In order to best assure proper diagnosis, extensive sampling may be required. Core biopsies typically are inadequate, and small open biopsies may not be representative of the entire disease process. Wide sampling is generally required. The distinction between fibrous pleuritis and desmoplastic pattern sarcomatous DMM is a critical one because of their markedly different prognoses. Diagnosis should be conservative in order to avoid a false-positive DMM diagnosis with its attendant dismal prognosis.

In summary, chronic fibrous pleuritis occurs from a variety of causes. Clinical history may be helpful. Distinction from desmoplastic pattern sarcomatous DMM is necessary because of their very different prognoses. Immunohistochemistry is of limited usefulness in making that distinction. Wide sampling and conservative diagnosis based on specific diagnostic criteria for the diagnosis of desmoplastic pattern sarcomatous DMM are required.

References:
  1. Butnor KJ. My approach to the diagnosis of mesothelial lesions. J Clin Pathol. 2006;59:564-574.
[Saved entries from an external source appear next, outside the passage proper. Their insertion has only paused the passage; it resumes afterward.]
PR #1494, opened 2020-11-05
Fix halo update hoisting

### LINKED ISSUE #1483: Halo update outside time iterations

Leitevmd:
PR to fix #1483


devito/passes/iet/mpi.py
```diff
@@ -66,14 +66,15 @@ def _hoist_halospots(iet):
...
 
-    def rule0(dep, candidates):
+    def rule0(dep, candidates, loc_dims):
         # E.g., `dep=W<f,[x]> -> R<f,[x-1]>` and `candidates=(time, x)` => False
         # E.g., `dep=W<f,[t1, x, y]> -> R<f,[t0, x-1, y+1]>`, `dep.cause={t,time}` and
         #       `candidates=(x,)` => True
         return (all(d in dep.distance_mapper for d in candidates) and
-                not dep.cause & candidates)
+                not dep.cause & candidates and
+                not loc_dims & candidates)
```
FabioLuporini, line 75: this looks about the right thing to do

FabioLuporini (commented):
So turns out you have a nice patch after all?

Do all tests pass?

Can you add all of the new tests that you've shown in #1483 ?

devito/passes/iet/mpi.py
```diff
@@ -92,13 +93,15 @@ def rule1(dep, candidates):
         for hs in halo_spots:
             hsmapper[hs] = hs.halo_scheme
 
-            for f in hs.fmapper:
+            for f, (loc_indices, _) in hs.fmapper.items():
                 for n, i in enumerate(iters):
                     candidates = set().union(*[i.dim._defines for i in iters[n:]])
+                    loc_dims = frozenset().union([q for d in loc_indices
```
FabioLuporini, line 99: This can be moved outside of this inner loop -- and thus be computed once and for all -- as soon as `loc_indices` is available? ie, first statement of the `for f, (loc_indices, ...` loop

tests/test_mpi.py
```diff
@@ -1635,6 +1635,33 @@ def test_haloupdate_same_timestep(self):
 
         assert np.all(v.data_ro_domain[-1, :, 1:-1] == 6.)
 
+    @pytest.mark.parallel(mode=2)
+    def test_haloupdate_same_timestep_v2(self):
+        """
+        Similar to test_haloupdate_same_timestep, but switching the expression that
+        writes to subsequent time step. Also checks halo update call placement.
```
FabioLuporini, line 1642: Please add:

```
"""
Similar to ... .

MFE for issue #1483 
"""
```

FabioLuporini (changes requested):

devito/passes/iet/mpi.py
Leitevmd: My bad!!

FabioLuporini (approved):
Perfect, thanks!

FabioLuporini:
Thanks, merged

PR #1495, opened 2020-11-06
Fixup _drop_halospots

### LINKED ISSUE #1490: cire advanced option does not generate MPI code
the operator in the MFE below does not generate MPI code when run with `DEVITO_MPI=1`

```
from devito import Grid, TimeFunction, Eq, Operator
grid = Grid(shape=(41,41,11))
p0 = TimeFunction(name='p0', grid=grid, time_order=2, space_order=8)
update_p = (p0.dx).dx + (p0.dy).dy + (p0.dz).dz 
op = Operator([stencil_p0, src_term], name='MFE', 
    opt=('advanced', {'cire-repeats-sops': 9, 'cire-rotate': True}))
op.apply(time_M=10)
```

FabioLuporini:
fixes #1490

### DIFF
--- a/devito/passes/iet/mpi.py
+++ b/devito/passes/iet/mpi.py
@@ -7,7 +7,7 @@ from devito.ir.iet import (Call, Expression, HaloSpot, Iteration, FindNodes,
 from devito.ir.support import PARALLEL, Scope
 from devito.mpi import HaloExchangeBuilder, HaloScheme
 from devito.passes.iet.engine import iet_pass
-from devito.tools import filter_sorted, generator
+from devito.tools import as_mapper, filter_sorted, generator
 
 __all__ = ['optimize_halospots', 'mpiize']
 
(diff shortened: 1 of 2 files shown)


devito/passes/iet/mpi.py
```diff
@@ -39,7 +39,13 @@ def _drop_halospots(iet):
...
     # If a HaloSpot Dimension turns out to be SEQUENTIAL, then the HaloSpot is useless
     for hs, iterations in MapNodes(HaloSpot, Iteration).visit(iet).items():
-        if any(i.is_Sequential for i in iterations if i.dim.root in hs.dimensions):
+        dmapper = as_mapper(iterations, lambda i: i.dim.root)
+        flag = False
+        for d, v in dmapper.items():
+            if d in hs.dimensions and all(i.is_Sequential for i in v):
+                flag = True
+                break
+        if flag:
```
mloubout, line 48: Do you need that flag?

```
for d, v in dmapper.items():
            if d in hs.dimensions and all(i.is_Sequential for i in v):
                mapper[hs].update(set(hs.functions))
                break
```

doesn't this do the same?

mloubout (approved):

devito/passes/iet/mpi.py
FabioLuporini: oh yes ! I'm an idiot -- basically some leftover from some more complicated code I had before. Just running tests locally with your version. Will push the update if all remains green (as it should!)

PR #1497, opened 2020-11-06
Fix custom coefficients on staggered grids

EdCaunt:


devito/finite_differences/coefficients.py
```diff
@@ -217,27 +227,41 @@ def generate_subs(i):
         return rules
 
 
+def extract_dim(dim):
```
mloubout, line 230: I think this should be moved into `symbolics/insepction.py` as a `retreive_dimension`

mloubout (commented):
One minor comment, looks good and nice tests

devito/finite_differences/coefficients.py
EdCaunt: Done

devito/symbolics/inspection.py
```diff
@@ -63,6 +63,22 @@ def count(exprs, query):
     return dict(mapper)
 
 
+def retrieve_dim(dim):
```
mloubout, line 66: Oh sorry typed to quick, this should be in `search.py` as 
```
def retreive_dimension(exprs, mode='all', deep=False):
    """Shorthand to retrieve the dimensions in ``exprs``."""
    return search(exprs, q_dimension mode, 'dfs', deep)
```
 (rename `retreive_dimension`)  and then need the `q_dimension` in `queries.py` 

```
def q_dimension(expr):
    from devito.types.dimension import Dimension
    return isinstance(expr, Dimension)
```

devito/finite_differences/coefficients.py
```diff
@@ -176,6 +185,7 @@ def generate_subs(i):
             deriv_order = i.deriv_order
             function = i.function
             dim = i.dimension
+            offset_dim = i.offset_dimension
```
rhodrin, line 188: Why are `dim` and `offset_dim` both required?

devito/finite_differences/coefficients.py
```diff
@@ -220,24 +231,26 @@ def generate_subs(i):
 def default_rules(obj, functions):
 
     def generate_subs(deriv_order, function, dim):
+        extracted_dim = retrieve_dim(dim)
```
rhodrin, line 234: The naming here could do with a review, `extracted_dim = retrieve_dim(dim)` is a bit weird.
`dim = retrieve_dimension(some_suitable_name)` would be better.

rhodrin:
Looks good. Just a couple of comments above + Mathias's comment to address.

Did you test everything works ok with `TimeFunction`'s? A `TimeFunction` based test should also be added. Also a test where it's checked that coefficients revert to the correct default coefficients for staggered grids when no substitutions are provided.

EdCaunt (commented):
Made the fixes

devito/finite_differences/coefficients.py
rhodrin: So `offset_dim` is the `Add` object? If so, should probably have it's name changed to something related to `index`. And is this `None` when it's not required?

EdCaunt: It's equivalent to `.dimension` on non staggered grids, but on staggered grids it also includes the half-increment offset introduced by the staggering. `.dimension` would always be `x` regardless as to whether the function is staggered in the x direction or not, but `.offset_dimension` could be `x` or `x+h_x` depending on the stagger

rhodrin: The point is that you should never have repeated information and hence the routine should be updated such that this is the case.

devito/finite_differences/coefficients.py
```diff
@@ -220,24 +231,26 @@ def generate_subs(i):
 def default_rules(obj, functions):
 
     def generate_subs(deriv_order, function, dim):
+        retrieved_dim = retrieve_dimension(dim)[0]
```
rhodrin, line 234: Looks to me like the `[0]` should be in the function itself and not here?

rhodrin: But also, the naming still needs changing, e.g. `dim = retrieve_dim(index)` since `dim` is not always a `dim`.

devito/finite_differences/coefficients.py
EdCaunt: Wouldn't that require extra conditionals though? Since sometimes `dimension` is required, but other times both `dimension` and `dimension+spacing/2` are required, in which case the latter simply matches the former. This avoids the need to check the value of `offset_dim`, and act accordingly if it is None. Additionally, intuitively, `dimension+offset` where `offset` is 0 is just `dimension`, not `None`

devito/finite_differences/coefficients.py
EdCaunt: Made the change to the naming

mloubout (approved):

FabioLuporini (approved):

rhodrin (approved):

FabioLuporini:
Merged, thanks.

Issue #1498, opened 2020-11-06
Naming of global vs local methods


rhodrin:
Many concepts in Devito are 'global', but certain properties of `Function`'s are not e.g. `f.shape` returns the local shape - `f.shape_global` is also present but elsewhere the opposite is true, e.g. for distributed `SubDomain`'s I believe we have `shape_local`.

Since our philosophy is that moving from non-distributed to distributed is simply (as close to possible) flicking a switch we should update these: `Function.shape` -> `Function.shape_local`, `Function.shape_global` -> `Function.shape` etc.

mloubout:
I think that makes sense to me, would make the API more uniform from user point of view

FabioLuporini:
indeed!

Now the question is what would break if we did that

* internally, and
* in all user codes running with MPI

There's a non negligible risk we would break some code

One thing we could do is finalising some of the big things we're working on (eg GPU support, Functions on subdomains), change the API, and burn Devito 5. (@ggorman )

A major change in version is probably necessary here

rhodrin:
From some `grep`'ing, would be a 'fairly' quick and easy change on our side - a few things need updating and a few tests fixing but wouldn't be too painful.

But as you mention, I think the big question is whose mpi code would this break?

PR #1499, opened 2020-11-06
Function globabl size method

rhodrin:
Tiny PR adding a quick method to `Function`'s for returning `size_global`.

But see #1498 re. the naming.


FabioLuporini (approved):
Uncontroversial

  2. Cantin R, Al-Jabi M, McCaughey WTE. Desmoplastic diffuse mesothelioma. Am J Surg Pathol. 1982;6:215-222.

  3. Churg AM. Diseases of the Pleura. In: Churg AM, Myers JL, Tazelaar HD, Wright JL, eds. Thurlbeck's Pathology of the Lung, 3rd Ed. New York: Thieme; 2005.

  4. Churg A, Green FHS. Pathology of Occupational Lung Disease, 2nd Ed. New York:Williams & Wilkins;1998.
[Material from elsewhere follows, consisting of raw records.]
PR #1504, opened 2020-11-11
ir: Fixup _lower_stepping_dims

### LINKED ISSUE #1486: Error with wrong indices in loops
The following MFE presents some cases in which the indexes used to access functions are not defined correctly. All these cases produce more than one time-iteration loop and that's when the error appears. 

```python
from devito import (Eq, Operator, Grid, TimeFunction)

grid = Grid(shape=(10,10))
x, y = grid.dimensions
t = grid.stepping_dim

f = TimeFunction(name="f", grid=grid, space_order=2, time_order=2) 
g = TimeFunction(name="g", grid=grid, space_order=2, time_order=2)

eqn = []
eqn.append( Eq( f.forward, f + 1 ) )

# Case 1 - Compilation error (t0 undeclared on the second loop, t0+2 should be replaced by t2)
# eqn.append( Eq( g.forward, f[t+2,x,y] ) )

# Case 2 - Segfault (t0 is declared, but t0+3 attempts to access wrong index, t0+3 should be replaced by t2)
eqn.append( Eq( g, f[t+3,x,y] ) ) 

# Case 3 - No error (t0+2 should be replaced by t2)
# eqn.append( Eq( g, f[t+2,x,y] ) )

op = Operator(eqn)

op.apply(time_M=10)
```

  5. Hammar SP. Pleural Disease. In: Dail DH, Hammar SP, eds. Pulmonary Pathology, 2nd Ed. New York:Springer-Verlag; pp.1463-1616.

  6. Kannerstein M, Churg J. Desmoplastic diffuse malignant mesothelioma. In: Ferioglio CM, Wolff M, eds. Progress in Surgical Pathology. Vol II. New York:Masson Publishing;1980:19-29.

  7. Machin T, Mashiyama ET, Henderson JAM, et al. Bony metastases in desmoplastic pleural mesothelioma. Thorax. 1988;43:155-156.

  8. Mangano WE, Cagle PT, Churg A, et al. The diagnosis of desmoplastic malignant mesothelioma and its distinction from fibrous pleurisy. Am J Clin Pathol. 1998;110:191-199.

  9. Roggli VL, Sanfillippo F, Shelburne JD. Mesothelioma. In: Roggli VL, Greenberg SD, Pratt PC, eds. Pathology of Asbestos-Associated Diseases. Boston: Little, Brown;1992:109-164.

  10. Stout A. Biological effects of asbestosis. Ann NY Acad Sci. 1965;132:680-682.

  11. Travis WD, Brambilla E, Muller-Hermelink HK, Harris CC, eds. Pathology and Genetics of Tumours of the Lung, Pleura, Thymus and Heart. Lyon, France:IARC Press;2004. World Health Organization
    Classification of Tumours    ; vol. 10.